Une soirée de lives réjouissante au Point Ephémère avec Soy Un Caballo qui livre une musique faite d’accords délicats, de structures osées, d’atmosphères intimistes et de textes touchants. Le duo semble avoir atteint un état de grâce où tout semble possible et où tout est parfaitement pondéré et Barth, qui sert une pop taillée pour les grands espaces et les schizophrènes, mêlant énergie surf, ballades nostalgiques, poursuites en cinémascope, cordes malhériennes et toujours, un souffle dub.
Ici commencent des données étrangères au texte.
PR #23, opened 2022-03-15
csp-2274 config fetchers

amirbenun:


_meta/config/cloudbeat.common.yml.tmpl
```diff
@@ -1,7 +1,12 @@
 cloudbeat:
   # Defines how often an event is sent to the output
   period: 30s
-  files: [
+  fetchers:
```
eyalkraft, line 4: Nice!
The file-system fetcher config struct seem to match this already but it needs to be validated somehow (manual test/ the better solution will be a simple test on `parseConfigFetchers` with the default configuration and a validation of the created parsed fetchers and their config).

eyalkraft (approved):
Beautiful!
Ideally next time two separate PR's (rename+refactor first, then rebase the original one)

DaveSys911 (approved):
LGTM

eyalkraft (approved):
Nice!

PR #33, opened 2022-03-30
Csp 2274 aws config fetcher no ctx creator

ofiriro3:
- Closes https://github.com/elastic/security-team/issues/3384


go.mod
```diff
@@ -53,7 +53,7 @@ require (
 	github.com/eapache/go-xerial-snappy v0.0.0-20180814174437-776d5712da21 // indirect
 	github.com/eapache/queue v1.1.0 // indirect
 	github.com/elastic/beats/v7 v7.0.0-alpha2.0.20220328120630-c721abcf0650
```
ofiriro3, line 55: Once the latest csp changes will be merged - needs to replace it with the new `main` commit SHA/release

go.mod
```diff
@@ -157,6 +157,7 @@ require (
 	github.com/jonboulle/clockwork v0.2.2 // indirect
 	github.com/josephspurrier/goversioninfo v0.0.0-20190209210621-63e6d1acd3dd // indirect
 	github.com/karrick/godirwalk v1.15.6 // indirect
+	github.com/kisielk/godepgraph v0.0.0-20190626013829-57a7e4a651a9 // indirect
```
ofiriro3, line 160: Why did I remove it?

deploy/eks/cloudbeat-ds.yaml
```diff
@@ -0,0 +1,331 @@
+# Deploy a cloudbeat instance per node for cis policy
```
ofiriro3, line 1: Do we want to refine this file as part of this PR ?

DaveSys911: @ofiriro3 I think it's best to have one yaml.
I'd add the env vars added for eks to the existing cloudbeat yaml file.

JUSTFILE
```diff
@@ -6,24 +6,52 @@ install-kind:
...
-
-build-deploy-cloudbeat: build-cloudbeat load-cloudbeat-image deploy-cloudbeat
+  kubectl apply -f deploy/k8s/cloudbeat-ds.yaml -n kube-system
 
 build-cloudbeat-debug:
   GOOS=linux CGO_ENABLED=0 go build -gcflags "all=-N -l" && docker build -f Dockerfile.debug -t cloudbeat .
 
 deploy-cloudbeat-debug:
-  kubectl delete -f deploy/k8s/cloudbeat-ds-debug.yaml -n kube-system & kubectl apply -f deploy/k8s/cloudbeat-ds-debug.yaml -n kube-system
+   kubectl apply -f deploy/k8s/cloudbeat-ds-debug.yaml -n kube-system
```
DaveSys911, line 28: a few points here:
- as mentioned in the previous comment, I think there shouldn't be a separation between vanilla & eks yaml files so the same thing goes for the just commands.
- I think login-aws & push-ecr can be unified to one command
- U shouldn't use the latest tag to push to ecr, since you'll override what master pushed(I suggest using branch/pr ref for the tag instead).
- I'd unify them and add a [conditional](https://github.com/casey/just#conditional-expressions) to the just recipe . for exp `if env_var("EKS") == "true"` then invoke the EKS relevant step(publish-ecr) instead of kind-load-image.

DaveSys911 (commented):
Added 2 comments to address

deploy/eks/cloudbeat-ds.yaml
ofiriro3: I find it much easier to have a single YAML for each cloud provider. 

If you will pay close attention you would see that there are some differences. 
The fetchers that are being spawned are different as for some of the yaml file currently commented out because AWS won't allow you to do certain operations (like cluster-role that is being managed by AWS)

ofiriro3 (commented):
Ready for review @amirbenun 

If you have better names for the interfaces please share it with me

resources/providers/kubernetes_provider_mock.go
```diff
@@ -0,0 +1,70 @@
+// Code generated by mockery v2.10.4. DO NOT EDIT.
```
amirbenun, line 1: I didn't realize it uses `codegen` underlying.
We should understand what are the best practices for triggering the code generation in our SDLC.
Meaning, do we want to automate it or keep it a manual process?

resources/providers/aws/elb_provider.go
```diff
@@ -15,16 +15,21 @@
 // specific language governing permissions and limitations
 // under the License.
 
-package fetchers
+package aws
```
amirbenun, line 18: A general note: `aws` package name is confusing, maybe `awslib` instead?

resources/fetchers/ecr_factory.go
```diff
@@ -0,0 +1,74 @@
...
+const (
+	ECRType = "aws-ecr"
+)
+
+func init() {
+	awsConfigProvider := aws.ConfigProvider{}
+	awsConfig := awsConfigProvider.GetConfig()
+	ecr := aws.NewEcrProvider(awsConfig.Config)
+	identityProvider := aws.NewAWSIdentityProvider(awsConfig.Config)
+	kubeGetter := providers.KubernetesProvider{}
```
amirbenun, line 24: General note, I think we should try pushing all of these preparation lines of code into the `Create` method.
I realized it may mess up the tests though it makes more sense.
Since the test is on the same package as the factory, you can practically do whatever you want from within the test.

amirbenun (changes requested):
Nice job!
I left some comments, the general notes should apply to all different factories/fetchers.
I agree the naming is hard, I understand what you tried to do with the naming.
Maybe we can just remove the ecr/elb... prefix from the describers? WDYT?

resources/providers/aws/elb_provider.go
ofiriro3: I struggled a lot with finding the best name for the package.

I just followed the beats convention at the end - the beats creates `aws` package for all the `aws` content.

But to be honest, I think that `awslib` is better, I hope that it won't confuse anyone.

go.mod
```diff
@@ -130,7 +130,6 @@ require (
 	github.com/dustin/go-humanize v1.0.0 // indirect
 	github.com/eapache/go-resiliency v1.2.0 // indirect
 	github.com/elastic/elastic-agent-client/v7 v7.0.0-20210727140539-f0905d9377f6 // indirect
```
ofiriro3, line 132: Do we need agent libs ?

resources/fetchers/ecr_factory.go
ofiriro3: So as we discussed I have made some research.

In general, go guidelines propose:
- No package-level variables
- No func init

Supporting articles 
https://leighmcculloch.com/posts/tool-go-check-no-globals-no-inits/
https://peter.bourgon.org/blog/2017/06/09/theory-of-modern-go.html

When diving deep a little bit deeper:
The only"approved" cases when init is legit are:
1. Registration of a package (Similar to the factory registration) 
2. Setup and initialization of specific package 
3. Variables initialization if cannot be done in initialization expr
4. running one-time computations

https://www.digitalocean.com/community/tutorials/understanding-init-in-go
https://medium.com/golangspec/init-functions-in-go-eac191b3860a
https://www.developer.com/languages/inti-function-golang/


Factory - 
```go 
func init() {
	Register("postgres", NewPostgreSQLDataStore)
	Register("memory", NewMemoryDataStore)
}
```
https://matthewbrown.io/2016/01/23/factory-pattern-in-golang

ofiriro3: So After my research, I have been wondering about few things:

1. What are the benefits of having `init()` function in each and every factory?
I guess that the obvious answer would be - because then I can customize each init (for each factory).
But then the question, why would we want to customize each factory?

We could for example - create only one init() function in the abstract factory and register all of the factories together. 
There is no mutual agreement on the right usage of the init(), but in general, the "godfathers" of the language suggest using it just in only extreme cases.

Implementing it this way can help us achieve more readability and reduce the usage of "magic" in our code.
BTW - we don't need to use init() at all and we can just put all of the register functions in the factory CTOR.
(Better explicit than implicit - Zen of python).

2. Should we put more logic in the init function?

So this is a very tricky question if looking at the first bullet - probably not because we shouldn't use init at all - or at least reduce that magic it does.

Implementation-wise, we will need to move the current init functionality to the "CreateForm" function.
But the thing that bothers me here - "CreateFrom" should be a private function. It feels a little bit smelly to test a private function (or at least a function that should be made private).

On the other hand, keeping the current solution where init() creates the factory is extending the "black magic" in our code, and will probably result in less readability.

ofiriro3: @amirbenun WDT?

resources/providers/kubernetes_provider_mock.go
ofiriro3: I added new code guidelines in the Readme.md file

resources/fetchers/ecr_factory.go
ofiriro3: As we spoke with @yashtewari - changes were made

resources/fetchers/iam_factory.go
```diff
@@ -0,0 +1,63 @@
...
+type IAMFactory struct {
+	extraElements func() (IAMExtraElements, error)
+}
+
+type IAMExtraElements struct {
+	iamProvider awslib.IAMRolePermissionGetter
+}
+
+func (f *IAMFactory) Create(c *common.Config) (fetching.Fetcher, error) {
+	cfg := IAMFetcherConfig{}
```
amirbenun, line 31: Add info log on factory creations (all the factories that are part of this the pr)

DaveSys911 (approved):
Approved please add a Todo in justfile & eks/cloudbeat-ds.yml
"Refactor with https://kustomize.io/ "

resources/fetchers/eks_factory.go
```diff
@@ -0,0 +1,62 @@
...
+	"github.com/elastic/cloudbeat/resources/manager"
+)
+
+const (
+	EKSType = "aws-eks"
+)
+
+func init() {
+	manager.Factories.ListFetcherFactory(EKSType, &EKSFactory{
+		extraElements: getEksExtraElements,
```
amirbenun, line 17: I don't really like this pattern but let's try to think of a better way to load it on the next iterations

amirbenun (commented):
Nice, a few more before we merge

README.md
```diff
@@ -66,3 +67,52 @@ Use your favorite IDE to connect to the debugger on `localhost:40000` (for examp
...
+Notes
+- Place the test in the same package as the code it meant to test
+- File name should be aligned with the convention `original_file_mock`. For example: ecr_provider -> ecr_provider_mock
+
+Command example:
+```
+mockery --name=<interface_name> --with-expecter  --case underscore  --inpackage --recursive
+```
+#### General guidelines
+- The test file name should be
```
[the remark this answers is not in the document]
ofiriro3: Sorry, I missed it - was removed

go.mod
ofiriro3: Will do in other commit

go.mod
ofiriro3: fixed

amirbenun (approved):

PR #39, opened 2022-04-06
New-tests-ci

DaveSys911:


gurevichdmitry (approved):
LGTM

oren-zohar (changes requested):
integration tests are failing, can you please check?

DaveSys911:
> integration tests are failing, can you please check?

It's to be expected, there was a change to the helm files which this workflow won't support.
It's removed in this pr and cloudbeat-v2 will take it's place

gurevichdmitry (approved):

Dockerfile
```diff
@@ -1,10 +1,12 @@
 FROM debian
-RUN apt-get update
-RUN apt-get install -y ca-certificates
-RUN apt-get install -y curl
-RUN apt-get install -y iputils-ping
-RUN apt-get install -y jq
+RUN set -x && \
+    apt-get update && \
+    apt-get install -y --no-install-recommends \
+      ca-certificates curl iputils-ping jq && \
```
oren-zohar, line 5: I think we can remove JQ since we don't use it in the integration test anymore, right? what about the other packages, are they still needed?

oren-zohar (changes requested):
Looks great

oren-zohar:
@gurevichdmitry It seems like the findings examples are not part of the new CI report, this is a regression. Is it possible to add it to the PR comment / Allure report?

DaveSys911:
Added to allure report, to comment would be messy
image

Dockerfile
DaveSys911: Let's leave them, this is a dev-only docker - these will be useful for debugging.

oren-zohar (approved):
Looks good, just need to add a findings link to the summary in the following PR @gurevichdmitry

PR #40, opened 2022-04-11
Pytest-symlink

DaveSys911:
Added kustomize & deploy/cloudbeat-pytest.yml for functionality tests
moved addopts to pyproject.toml


oren-zohar:
Why do we need more YML files that contain mostly the same information as the other YML files? Can we avoid it?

Fidèle aux traditions qui ont fait sa légende, Lorenzo, nous convie au vernissage de son exposition à Glaz’Art, pour une Bang+Bang Party avec projections des terriblement érotiques Bang Movies et des Bag Lives bruyant pour s’agiter sulfureusement mais non sans élégance, avec LaFille,qui met en scène avec force et urgence ce qu’elle a de plus singulier et de plus extrême, Control, duo mixte parisien, qui livre un son rock/garage électrifié, lascif et sexy et les Human Toys, dont on est fans de l’électro psycho punk explosif, à la fois aggressif et malicieux. Nouveau genre de soirée à la Java, avec l’Arnol’d School Ciné-mix avec des musiciens en live ou en DJ set dont les performances sont couplées de projections sur grand écran. Et ça commence plutôt très bien avec ce soir, Stuntmann 5, qui a le chic pour empiler les guitares et les boucles éléctroniques dans un joyeux et exaltant bordel schizophèrene, David TV, et Legal Tender, qui livre un son inventif, sensuel, énergisant et multi facettes entre disco, shoegaze, électro pop et world. Couple/duo suédois, Wildbirds & Peacedrums propose un détonant alliage de blues primaire, de soul ecstatique, et de pop spirituelle, avec 3 fois rien. Au Set de la Butte, on prend le temps de s’évader au son des mélodies de Dimitri Blondel, guitariste et chanteur sensible et convaincant… Un bouffée d’air chaud et de douceurs insulaires… |
| Jeudi 5 mars | Début aujourd’hui à la Maroquinerie du Festival Minimum, où le label tourneur éponyme nous propose une programmation riche et électique, pleine de chouettes découvertes. Au menu de ce soir: I’m A Kloot, qui quoiqu’il soit affublé d’un nom qui signifie en gros « je suis une couille » produit un son suprenant et d’une élégance rare; Arlt, qui livre une musique intemporelle, cabossée, délicate et rugueuse, où l’on entend comme des réminiscences de vieux blues rural, de folk, mis cul par dessus tête, d’Afrique Noire et de Baroque privé d’habit. Et Joséphine Foster, auteure, compositeuse et chanteuse native du Colorado, célébrée pour sa voix, le caractère sans âge et saisissant de ses chants multiples, pour son magnétisme et pour ses prestations scéniques.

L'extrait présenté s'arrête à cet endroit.